Scientists estimate the Greenland shark lives at least 250 years. They may live over 500 years.

 Close-up image of a greenland shark taken at the floe edge of the Admiralty Inlet, Nunavut.

Close-up image of a greenland shark taken at the floe edge of the Admiralty Inlet, Nunavut.

Photo credit - Hemming1952 | Wikimedia Commons | Used under the Creative Commons Attribution-Share Alike 4.0 International | Modifications: size

Scientists have suspected for a while that Greenland sharks lived extremely long lives, but they didn’t have a way to determine how long. The age of other shark species can be estimated by counting growth bands on fin spines or on the shark’s vertebrae, much like rings on a tree. Greenland sharks, however, have no fin spines and no hard tissues in their bodies. Their vertebrae are too soft to form the growth bands seen in other sharks. Scientists could only guess that the sharks lived a long time based on what they knew — the sharks grow at a very slow rate (less than 1 cm per year) and they can reach over 6 meters in size.

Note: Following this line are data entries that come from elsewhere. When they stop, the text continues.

PR #665, opened 2016-05-10
JAVA-1184: Unwrap StatementWrappers when extracting column definitions.

olim7t:


driver-core/src/main/java/com/datastax/driver/core/QueryLogger.java
```diff
@@ -614,6 +614,9 @@ public void setMaxLoggedParameters(int maxLoggedParameters) {
      */
     @Override
     public void update(Host host, Statement statement, Exception exception, long newLatencyNanos) {
+        if (statement instanceof StatementWrapper)
```
adutra, line 617: The unwrapping was already done line 751, but doing the unwrapping here makes the query logger log parameters for wrapped statements as well, so I agree that it is better to unwrap here than at line 751.
One thing to consider for a future refactoring of this class is to allow for a customizable way to log statement wrappers (and maybe all kinds of statements), see JAVA-1191 for a use case for that. Currently it is not possible at all.

PR #666, opened 2016-05-11
JAVA-1193 + JAVA-1120: Refresh token and replica metadata synchronously when schema is altered.

adutra:
I'm also including a fix for JAVA-1120 in the same PR as the affected code is pretty much the same.

Note that I don't have specific tests for JAVA-1120 but I did benchmark quickly the creation of 50 tables with default debouncer options. Without the fix it takes in avg. 50 secs on my laptop; with the fix, it takes 3 secs in avg.

The 3rd commit brings minor enhancements to `SchemaChangesTest`: missing assertions and verifications basically.

### DIFF
--- a/driver-core/src/main/java/com/datastax/driver/core/Cluster.java
+++ b/driver-core/src/main/java/com/datastax/driver/core/Cluster.java
@@ -2266,7 +2266,15 @@ public class Cluster implements Closeable {
                         if (!schemaInAgreement)
                             logger.warn("No schema agreement from live replicas after {} s. The schema may not be up to date on some nodes.", configuration.getProtocolOptions().getMaxSchemaAgreementWaitSeconds());
 
-                        ListenableFuture<Void> schemaReady = refreshSchema ? submitSchemaRefresh(targetType, targetKeyspace, targetName, targetSignature) : MoreFutures.VOID_SUCCESS;
+                        ListenableFuture<Void> schemaReady;
+                        if (refreshSchema) {
+                            schemaReady = submitSchemaRefresh(targetType, targetKeyspace, targetName, targetSignature);
+                            // JAVA-1120: skip debouncing delay and force immediate delivery
+                            if (!schemaReady.isDone())
+                                schemaRefreshRequestDebouncer.scheduleImmediateDelivery();
+                        } else {
+                            schemaReady = MoreFutures.VOID_SUCCESS;
+                        }
                         final boolean finalSchemaInAgreement = schemaInAgreement;
                         schemaReady.addListener(new Runnable() {
                             @Override
--- a/driver-core/src/main/java/com/datastax/driver/core/Cluster.java
+++ b/driver-core/src/main/java/com/datastax/driver/core/Cluster.java
@@ -1851,9 +1851,10 @@ public class Cluster implements Closeable {
                     if (controlConnection.refreshNodeInfo(host)) {
                         logger.debug("Successful reconnection to {}, setting host UP", host);
                         try {
-                            if (isHostAddition)
+                            if (isHostAddition) {
                                 onAdd(host, connection);
-                            else
+                                submitNodeListRefresh();
+                            } else
                                 onUp(host, connection);
                         } catch (InterruptedException e) {
                             Thread.currentThread().interrupt();
@@ -2226,15 +2227,15 @@ public class Cluster implements Closeable {
             return schemaRefreshRequestDebouncer.eventReceived(request);
         }
 
-        void submitNodeListRefresh() {
+        ListenableFuture<Void> submitNodeListRefresh() {
             logger.trace("Submitting node list and token map refresh");
-            nodeListRefreshRequestDebouncer.eventReceived(new NodeListRefreshRequest());
+            return nodeListRefreshRequestDebouncer.eventReceived(new NodeListRefreshRequest());
         }
 
-        void submitNodeRefresh(InetSocketAddress address, HostEvent eventType) {
+        ListenableFuture<Void> submitNodeRefresh(InetSocketAddress address, HostEvent eventType) {
             NodeRefreshRequest request = new NodeRefreshRequest(address, eventType);
             logger.trace("Submitting node refresh: {}", request);
-            nodeRefreshRequestDebouncer.eventReceived(request);
+            return nodeRefreshRequestDebouncer.eventReceived(request);
         }
 
         // refresh the schema using the provided connection, and notice the future with the provided resultset once done
@@ -2709,6 +2710,7 @@ public class Cluster implements Closeable {
                     public void runMayThrow() throws Exception {
                         if (controlConnection.refreshNodeInfo(host)) {
                             onAdd(host, null);
+                            submitNodeListRefresh();
                         } else {
                             logger.debug("Not enough info for {}, ignoring host", host);
                         }
@@ -2745,6 +2747,7 @@ public class Cluster implements Closeable {
                         if (metadata.remove(host)) {
                             logger.info("Cassandra host {} removed", host);
                             onRemove(host);
+                            submitNodeListRefresh();
                         }
                     }
                 };
--- a/driver-core/src/main/java/com/datastax/driver/core/Metadata.java
+++ b/driver-core/src/main/java/com/datastax/driver/core/Metadata.java
@@ -41,7 +41,7 @@ public class Metadata {
     volatile String partitioner;
     private final ConcurrentMap<InetSocketAddress, Host> hosts = new ConcurrentHashMap<InetSocketAddress, Host>();
     final ConcurrentMap<String, KeyspaceMetadata> keyspaces = new ConcurrentHashMap<String, KeyspaceMetadata>();
-    volatile TokenMap tokenMap;
+    private volatile TokenMap tokenMap;
 
     final ReentrantLock lock = new ReentrantLock();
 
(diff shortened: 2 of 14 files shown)


driver-core/src/main/java/com/datastax/driver/core/Cluster.java
```diff
@@ -2265,7 +2267,20 @@ public void run() {
                         if (!schemaInAgreement)
                             logger.warn("No schema agreement from live replicas after {} s. The schema may not be up to date on some nodes.", configuration.getProtocolOptions().getMaxSchemaAgreementWaitSeconds());
 
-                        ListenableFuture<Void> schemaReady = refreshSchema ? submitSchemaRefresh(targetType, targetKeyspace, targetName, targetSignature) : MoreFutures.VOID_SUCCESS;
+                        ListenableFuture<Void> schemaReady;
+                        if (refreshSchema) {
+                            schemaReady = submitSchemaRefresh(targetType, targetKeyspace, targetName, targetSignature);
+                            if (refreshNodeList) {
+                                schemaReady = Futures.transform(schemaReady, new AsyncFunction<Object, Void>() {
```
adutra: Note that a call to `submitNodeListRefresh()` is already done in `ControlConnection.refreshSchema()` for other cases (notably when a schema change event is received), but here we need to wait on that future. I think the cost of enqueueing 2 node list refresh requests is negligible compared to the advantage of having the token metadata guaranteed to be up-to-date.

driver-core/src/main/java/com/datastax/driver/core/Cluster.java
```diff
@@ -2265,7 +2267,25 @@ public void run() {
...
+                        ListenableFuture<Void> schemaReady;
+                        if (refreshSchema) {
+                            schemaReady = submitSchemaRefresh(targetType, targetKeyspace, targetName, targetSignature);
+                            // JAVA-1120: skip debouncing delay and force immediate delivery
+                            //schemaRefreshRequestDebouncer.scheduleImmediateDelivery();
+                            if (refreshNodeList) {
+                                schemaReady = Futures.transform(schemaReady, new AsyncFunction<Object, Void>() {
+                                    @Override
+                                    public ListenableFuture<Void> apply(Object input) throws Exception {
+                                        ListenableFuture<Void> nodeListRefreshReady = submitNodeListRefresh();
```
adutra: Note that a call to `submitNodeListRefresh()` is already done in `ControlConnection.refreshSchema()` for other cases (notably when a schema change event is received), but here we need to wait on that future. I think the cost of enqueueing 2 node list refresh requests is negligible compared to the advantage of having the token metadata guaranteed to be up-to-date.

adutra:
Added two new commits:

1. 1de87db suppresses recursive call to `submitNodeListRefresh()`
2. b7e9635 optimizes token metadata computation during schema resfreshes (and makes it synchronous)

Please review those carefully as they affect sensitive areas, and I might have let slip something important.

adutra:
Rebased and squashed on top of current 3.0.x.

tolbertam:
We can probably limit the usage of `TestUtils.nonDebouncingQueryOptions` in some cases with JAVA-1120.  I'll work on that, would be a good way of ensuring this fix, as these options should no longer be needed in the schema change case.

tolbertam:
Not sure why appveyor triggered a check here..please ignore that.

adutra:
Looks like CI is happy with the removal of `TestUtils.nonDebouncingQueryOptions`, and more importantly, the overall build time remained constant.

driver-core/src/main/java/com/datastax/driver/core/QueryOptions.java
```diff
@@ -299,7 +301,19 @@ public QueryOptions setMetadataEnabled(boolean enabled) {
...
+            // which will be incomplete due to the lack of keyspace metadata
+            Futures.addCallback(manager.submitNodeListRefresh(), new MoreFutures.SuccessCallback<Void>() {
+                @Override
+                public void onSuccess(Void result) {
+                    // 2. then call submitSchemaRefresh() to
+                    // refresh schema metadata and re-compute the token map
+                    // this time with information about keyspaces
+                    manager.submitSchemaRefresh(null, null, null, null);
+                }
+            });
```
olim7t, line 316: Do we need to refresh the node list here? `metadataEnabled == false` doesn't disable the handling of topology events, so the node list should be up to date.

driver-core/src/main/java/com/datastax/driver/core/Metadata.java
```diff
@@ -633,20 +660,20 @@ private TokenMap(Token.Factory factory,
...
             }
+            this.primaryToTokens = primaryToTokens;
         }
 
-        public static TokenMap build(Token.Factory factory, Map<Host, Collection<String>> allTokens, Collection<KeyspaceMetadata> keyspaces) {
+        public static TokenMap build(Token.Factory factory, Map<Host, ? extends Collection<Token>> allTokens, Collection<KeyspaceMetadata> keyspaces) {
 
             Set<Host> hosts = allTokens.keySet();
             Map<Token, Host> tokenToPrimary = new HashMap<Token, Host>();
             Map<Host, Set<Token>> primaryToTokens = new HashMap<Host, Set<Token>>();
```
olim7t: Now that the string -> token conversion is handled upstream, this is just a deep copy of `allTokens`.

driver-core/src/main/java/com/datastax/driver/core/Metadata.java
```diff
@@ -633,20 +660,20 @@ private TokenMap(Token.Factory factory,
                 Host host = entry.getKey();
                 host.setTokens(ImmutableSet.copyOf(entry.getValue()));
             }
+            this.primaryToTokens = primaryToTokens;
         }
 
-        public static TokenMap build(Token.Factory factory, Map<Host, Collection<String>> allTokens, Collection<KeyspaceMetadata> keyspaces) {
+        public static TokenMap build(Token.Factory factory, Map<Host, ? extends Collection<Token>> allTokens, Collection<KeyspaceMetadata> keyspaces) {
```
olim7t: I like the idea of a simplified computation when only the keyspaces have changed (not the node list). But there's still a lot of keyspace-independent stuff that's recomputed here, basically everything except `hostsToRanges` (even `replStrategyToHosts` would be nice to cache between invocations). I wonder if we should not cache more aggressively to avoid this.

driver-core/src/main/java/com/datastax/driver/core/QueryOptions.java
adutra, line 316: The hosts list is kept up-to-date, but not the token map, which is likely to be `null` at this point. The field `Metadata.tokenMap` is only ever updated if `metadataEnabled == true` (see [here](https://github.com/datastax/java-driver/blob/3.0.x/driver-core/src/main/java/com/datastax/driver/core/ControlConnection.java#L656-L657)), and the only way to build the token map from scratch for the first time is to trigger a node list refresh.

adutra:
Rebased and addressed feedback: the `TokenMap` class now caches all the information required to rebuild itself when only the schema has changed, but not the topology.

driver-core/src/main/java/com/datastax/driver/core/Metadata.java
```diff
@@ -66,34 +64,43 @@
 
     // rebuilds the token map with the current hosts, typically when refreshing schema metadata
     void rebuildTokenMap() {
-        if (tokenMap == null) return;
-        Token.Factory factory = getTokenFactory(partitioner);
-        if (factory == null) return;
-        rebuildTokenMap(factory, tokenMap.primaryToTokens);
+        lock.lock();
```
tolbertam, line 67: Very nice!

adutra, line 67: @tolbertam FYI I added another commit with further optimizations around TokenMap re-creation.

olim7t:
Looks good to me. We cache more info than before, but it's O(numTokens) so it should still be reasonable, even for large clusters.
@adutra could you squash the commits as appropriate, and reword the messages? (no "should be" or "consider...", just imperative sentences)

driver-core/src/main/java/com/datastax/driver/core/SchemaParser.java
```diff
@@ -63,6 +63,9 @@ void refresh(Cluster cluster,
                 assert rows.keyspaces != null;
                 Map<String, KeyspaceMetadata> keyspaces = buildKeyspaces(rows, cassandraVersion, cluster);
                 updateKeyspaces(metadata, metadata.keyspaces, keyspaces, targetKeyspace);
+                // If we rebuild all from scratch or have an updated keyspace, rebuild the token map
+                // since some replication on some keyspace may have changed
+                metadata.rebuildTokenMap();
```
adutra, line 68: I am still a bit worried bout this call being synchronous, but not atomic. Here, right before the call to `rebuildTokenMap`, the field `Metadata.keyspaces` would contain the changes, but not the field `Metadata.tokenMap`. There is still a slight, albeit improbable, chance that an observer could retrieve inconsistent data. What makes it difficult to fix is that updates to `Metadata.keyspaces` are made on-the-go.

olim7t, line 68: > I am still a bit worried bout this call being synchronous, but not atomic

I agree, but fixing that is much more involved: I think the best way would be to make `Metadata` an immutable object that contains a snapshot of _all_ metadata at a given point in time. After a single call to `cluster.getMetadata()` the user would have the guarantee that all fields are consistent with each other (which is not possible currently since you call methods on a mutable object).
Internally we would handle updates by storing this object in a volatile field, and switching it with a new copy when something gets updated.
This is likely to break the API though.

But recent breakthroughs allowed scientists to use carbon dating to estimate the age of Greenland sharks. Inside the shark’s eyes, there are proteins that are formed before birth and do not degrade with age, like a fossil preserved in amber. Scientists discovered that they could determine the age of the sharks by carbon-dating these proteins. One study examined Greenland sharks that were bycatch in fishermen’s nets. The largest shark they found, a 5-meter female, was between 272 and 512 years old according to their estimates. Carbon dating can only provide estimates, not a definitive age. Scientists continue to refine this method and may provide more accurate measurements in the future. But even at the lower end of the estimates, a 272-year lifespan makes the Greenland shark the longest-lived vertebrate.

One theory to explain this long lifespan is that the Greenland shark has a very slow metabolism, an adaptation to the deep, cold waters it inhabits. A NOAA remotely operated vehicle doing a dive off New England encountered a Greenland shark at a depth of 783 meters, but these sharks are known to dive as deep as 2,200 meters. They’re also the only shark that can withstand the cold waters of the Arctic Ocean year-round.

The slow metabolism could explain the shark’s slow growth, slow aging, and sluggish movement — its top speed is under 2.9 kilometers per hour. Because the sharks grow so slowly, they aren’t thought to reach sexual maturity until they’re over a century old. That means removing mature Greenland sharks from the ocean affects the species and the ecosystem for many decades. Though the Greenland shark used to be hunted for its liver oil, the majority of Greenland sharks that end up in fishing nets and lines now are caught by accident. Reducing bycatch is critical in conserving this unique species.